5.35 is decomposed according to a predetermined format. Second
The lower part of the figure shows monitoring information decomposed according to this predetermined format. 18 in the figure is unused sub information.

As a result, the optical terminal equipment 1. Monitoring information 14, 15, 25.35 of optical relay transmission equipment 2.3 does not use intervening copper wires,
The signal is transmitted to the optical terminal device 4 only through the optical fiber 6.

In the above embodiment, a digital signal is transmitted by relaying two optical relay transmission devices, but the number of optical relay transmission devices may be one or three or more.

Also, the format of the main information and monitoring information may be
What is shown in FIG. 2 is one example, and the order, number, etc. of the signals may be changed, and in any case, the same effects as in the above embodiment can be achieved.

[Effect of the invention] As described above, according to this invention, CMI in main information
Since the configuration is configured such that each piece of monitoring information is assigned and transmitted in a predetermined format to a specific position where a code rule violation has been added, it is possible to transmit the monitoring information as an optical signal through an optical fiber, and it can be transmitted from an optical cable. This has the effect of eliminating copper wires, reducing costs, and providing a highly reliable optical relay transmission system that is resistant to noise because it is not affected by induction or the like.
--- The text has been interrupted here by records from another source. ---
PR #1311, opened 2023-06-08
refactor(TeacherProjectService): Move deleteComponent() to Node

### LINKED ISSUE #1305: refactor(TeacherProjectService): Move deleteComponent() to Node
This function should be a member function in the Node class instead.

hirokiterashima:
## Changes
- Move TeacherProjectService.deleteComponent() to Node.deleteComponent()

## Test
- In node authoring view, deleting single component and multiple components work as before

Closes #1305

### DIFF
--- a/src/assets/wise5/common/Node.spec.ts
+++ b/src/assets/wise5/common/Node.spec.ts
@@ -8,6 +8,7 @@ let node = new Node();
 
 describe('Node', () => {
   copyComponents();
+  deleteComponent();
   getNodeIcon();
   getNodeIdComponentIds();
   insertComponents();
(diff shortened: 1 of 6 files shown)


src/assets/wise5/common/Node.spec.ts
```diff
@@ -28,6 +27,24 @@ function copyComponents() {
   });
 }
 
+function resetComponents() {
+  node = Object.assign(new Node(), {
+    components: [{ id: componentId1 }, { id: componentId2 }]
+  });
```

[Brief explanation of the drawing]

Figure 1 is a system diagram showing an optical relay transmission system according to an embodiment of the present invention, Figure 2 is an explanatory diagram showing the format of its main information and monitoring information, and Figure 3 is a system diagram showing a conventional optical relay transmission system. It is a diagram. 1.4 is the tip station equipment, 2 and 3 are the optical relay transmission equipment, 6 is the optical fiber, 13, 43, 113, 143 are the main information, 16
is a specific position, 14.15, 25.35.44, 114,
125, 135, 144.145 is monitoring information. In addition, in the figures, the same reference numerals indicate the same or equivalent parts. (outside 26 no

Claims (1)

[Claims] An optical relay transmission device is placed between the optical terminal equipment, and the optical fibers are used to connect them, and the main information converted by the code mark inversion code from the optical terminal equipment on the transmitting side is sent to the receiving side. In the optical relay transmission system for transmitting data to the optical terminal equipment of the transmitting side, the transmitting side optical terminal equipment, the optical relay An optical relay transmission method characterized by sequentially allocating and transmitting each monitoring information of a transmission device.